Entretanto, ao chegar à Barcelona vê um pouco de sua tragédia se repetir na jovem freira Rosa (Penélope Cruz), também grávida de Estéban- pai (que agora é o travesti Lola, la Pionera).

Nas histórias de Rosa, da atriz Huma (Marisa Paredes), de um antigo amigo agora travesti, Agrado (Antonia San Juan) e de outras, Manuela saberá ser solidária e encontrará solidariedade, reaprendendo, mesmo a contragosto, a sorrir e reconstruir sua vida, uma característica de mulheres, que encontram em seus infortúnios as alavancas para seguirem suas vidas, superando e se superando.

Não é a toa que Almodóvar representa "Um Bonde Chamado Desejo " em muitos momentos do filme, ele parece nos dizer: Manuela não será a Blanche Dubois vencida pela opressão e pela loucura, se tiver de ser um personagem de Tenesse Williams, será a sobrevivente Stella.
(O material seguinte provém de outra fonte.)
PR #714, opened 2023-03-13
Add test variants with compressible data

### LINKED ISSUE #696: Add test variants with compressible data
Many tests start from `da.random.random`, which is uncompressible data and can exhibit a fundamentally differently performance profile upon network transfer and spill/unspill.

For example, today we completely ignore the real life impact of https://github.com/dask/distributed/issues/7589.

The only tests that have a toggle for compressible data are in `test_spill.py`; we should replicate their design in test_array and possibly others.

crusaderky:
Closes #696


crusaderky:
I ran an A/B tests on #7593 and I'm observing a very modest (5%), but consistent speedup in `test_filter_then_average`. The test uses data that is compressible at 37%. The other tests do not show any kind of change - including those running on data that is compressible at 99%. The reason is that the data compressible at 37% takes 140ms per chunk to compress, whereas identically sized data full of ones takes 14ms per chunk. 

I need to scrap the current algorithm and synthetically create something similar to the zarr dataset.

crusaderky:
Holy guacamole :scream: 

image

crusaderky:
This is ready for review and merge. 
Discussion on the findings on https://github.com/dask/distributed/issues/7655

milesgranger (approved):
LGTM. :+1:

PR #722, opened 2023-03-17
Some benchmarks with arrow strings

j-bennet:
Some simple benchmarks with Arrow strings.

### DIFF
--- a/tests/benchmarks/test_arrow.py
+++ b/tests/benchmarks/test_arrow.py
@@ -5,54 +5,48 @@ from ..utils_test import cluster_memory, timeseries_of_size, wait
 
 
 @pytest.fixture(params=[True, False], ids=["string[pyarrow]", "object"])
-def series_with_client(request, small_client):
+def series(request, small_client):
     memory = cluster_memory(small_client)
     df = timeseries_of_size(memory)
     series = df.name
     if request.param:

Ver o quase septuagenário Carlos Saura, ícone da reflexão e do combate à ditadura franquista, já não é a mesma experiência de alguns anos atrás, o Saura de "Tango" já não é o mesmo Saura de, por exemplo, "Ana e os Lobos " (Anna y Los Lobos, 1972). O público também já não é o mesmo. Isto é bom? Isto é mau? Só cabe estas reflexões a quem se dispõe a fazê-las, sentando em uma poltrona, de frente para a telona. Assim, quando assistir "Tudo Sobre Minha Mãe" esqueça por uns instantes o Estado Espanhol, Almodóvar, esqueça o cinema, apenas se deixe levar pela história bem contada daquelas mulheres e, se tiver vontade, chore mesmo, dificilmente alguma coisa neste filme não alcançará, de alguma forma, algum espectador.


* Publicada originalmente no jornal Em Tempo: n° 311, novembro de 1999)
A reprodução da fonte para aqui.